» **Dataset items**
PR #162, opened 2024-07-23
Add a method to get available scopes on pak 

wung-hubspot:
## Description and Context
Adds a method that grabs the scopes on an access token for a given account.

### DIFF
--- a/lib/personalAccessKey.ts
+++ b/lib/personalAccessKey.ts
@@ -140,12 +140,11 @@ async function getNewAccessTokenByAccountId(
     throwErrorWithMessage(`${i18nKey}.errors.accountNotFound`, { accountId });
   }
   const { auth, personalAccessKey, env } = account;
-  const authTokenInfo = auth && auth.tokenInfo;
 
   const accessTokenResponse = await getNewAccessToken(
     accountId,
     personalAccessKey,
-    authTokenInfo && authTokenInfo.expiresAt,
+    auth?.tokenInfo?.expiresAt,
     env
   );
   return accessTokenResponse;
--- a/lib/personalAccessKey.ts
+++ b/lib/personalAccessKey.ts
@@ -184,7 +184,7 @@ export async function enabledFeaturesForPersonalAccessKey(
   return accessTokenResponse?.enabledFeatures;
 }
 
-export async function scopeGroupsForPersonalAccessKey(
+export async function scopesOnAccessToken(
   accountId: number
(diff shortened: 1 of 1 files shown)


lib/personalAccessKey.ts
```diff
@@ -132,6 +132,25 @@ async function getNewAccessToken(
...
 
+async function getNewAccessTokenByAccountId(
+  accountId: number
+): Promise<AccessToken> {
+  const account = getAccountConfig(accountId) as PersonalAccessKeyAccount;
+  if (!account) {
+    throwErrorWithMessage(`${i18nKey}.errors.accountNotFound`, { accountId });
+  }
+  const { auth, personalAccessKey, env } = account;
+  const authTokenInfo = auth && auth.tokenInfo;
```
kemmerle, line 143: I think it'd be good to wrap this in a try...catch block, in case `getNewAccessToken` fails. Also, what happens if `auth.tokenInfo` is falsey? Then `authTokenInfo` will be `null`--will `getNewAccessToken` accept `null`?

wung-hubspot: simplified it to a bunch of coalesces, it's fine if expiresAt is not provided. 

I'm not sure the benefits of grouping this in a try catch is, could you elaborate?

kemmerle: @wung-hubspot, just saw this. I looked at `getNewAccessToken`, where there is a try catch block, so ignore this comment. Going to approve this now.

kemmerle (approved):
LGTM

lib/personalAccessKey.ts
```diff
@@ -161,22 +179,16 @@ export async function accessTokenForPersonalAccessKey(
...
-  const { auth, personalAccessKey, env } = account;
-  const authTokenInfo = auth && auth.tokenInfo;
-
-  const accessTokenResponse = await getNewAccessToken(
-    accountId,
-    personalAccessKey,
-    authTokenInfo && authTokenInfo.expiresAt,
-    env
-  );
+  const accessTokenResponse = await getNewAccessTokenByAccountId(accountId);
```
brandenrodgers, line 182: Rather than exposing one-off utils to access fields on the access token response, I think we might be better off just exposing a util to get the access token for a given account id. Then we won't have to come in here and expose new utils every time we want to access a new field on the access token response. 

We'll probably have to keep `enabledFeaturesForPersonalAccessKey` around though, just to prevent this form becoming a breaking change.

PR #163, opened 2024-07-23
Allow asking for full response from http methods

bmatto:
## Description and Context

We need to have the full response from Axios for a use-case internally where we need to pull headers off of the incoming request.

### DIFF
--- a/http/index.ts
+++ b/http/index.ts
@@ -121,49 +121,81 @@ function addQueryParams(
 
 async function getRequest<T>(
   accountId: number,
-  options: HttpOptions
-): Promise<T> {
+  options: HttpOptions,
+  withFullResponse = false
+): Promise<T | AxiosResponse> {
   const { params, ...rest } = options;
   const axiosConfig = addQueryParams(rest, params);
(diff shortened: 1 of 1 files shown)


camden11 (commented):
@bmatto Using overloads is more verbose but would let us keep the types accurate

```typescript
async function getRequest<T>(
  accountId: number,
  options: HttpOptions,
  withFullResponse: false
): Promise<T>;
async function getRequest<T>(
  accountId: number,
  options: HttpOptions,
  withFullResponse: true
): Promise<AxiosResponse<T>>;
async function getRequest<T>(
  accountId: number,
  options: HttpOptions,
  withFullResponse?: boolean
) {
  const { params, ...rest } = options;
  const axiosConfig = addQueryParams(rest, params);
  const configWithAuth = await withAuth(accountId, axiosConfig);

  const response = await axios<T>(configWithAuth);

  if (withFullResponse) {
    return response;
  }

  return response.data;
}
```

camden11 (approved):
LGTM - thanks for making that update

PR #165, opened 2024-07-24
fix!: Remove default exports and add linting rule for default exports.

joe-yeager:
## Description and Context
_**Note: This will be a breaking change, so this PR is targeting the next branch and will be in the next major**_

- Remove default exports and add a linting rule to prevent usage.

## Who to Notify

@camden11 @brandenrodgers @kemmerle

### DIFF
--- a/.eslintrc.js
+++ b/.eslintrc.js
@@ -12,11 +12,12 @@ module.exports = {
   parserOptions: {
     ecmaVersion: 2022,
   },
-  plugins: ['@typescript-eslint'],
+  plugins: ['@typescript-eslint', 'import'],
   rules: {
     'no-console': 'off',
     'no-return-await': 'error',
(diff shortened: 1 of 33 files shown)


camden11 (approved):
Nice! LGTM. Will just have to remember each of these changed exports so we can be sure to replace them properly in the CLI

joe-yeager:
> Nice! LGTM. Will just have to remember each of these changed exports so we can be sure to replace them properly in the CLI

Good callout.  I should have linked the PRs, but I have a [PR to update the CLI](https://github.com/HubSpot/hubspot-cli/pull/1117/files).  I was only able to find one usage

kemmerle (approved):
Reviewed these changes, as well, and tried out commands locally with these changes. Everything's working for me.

» **Problem to solve**
What lines of the data include the word "accessTokenResponse"? Copy each of them.

» **The answer**
   const accessTokenResponse = await getNewAccessToken(
   return accessTokenResponse;
   return accessTokenResponse?.enabledFeatures;
-  const accessTokenResponse = await getNewAccessToken(
+  const accessTokenResponse = await getNewAccessTokenByAccountId(accountId);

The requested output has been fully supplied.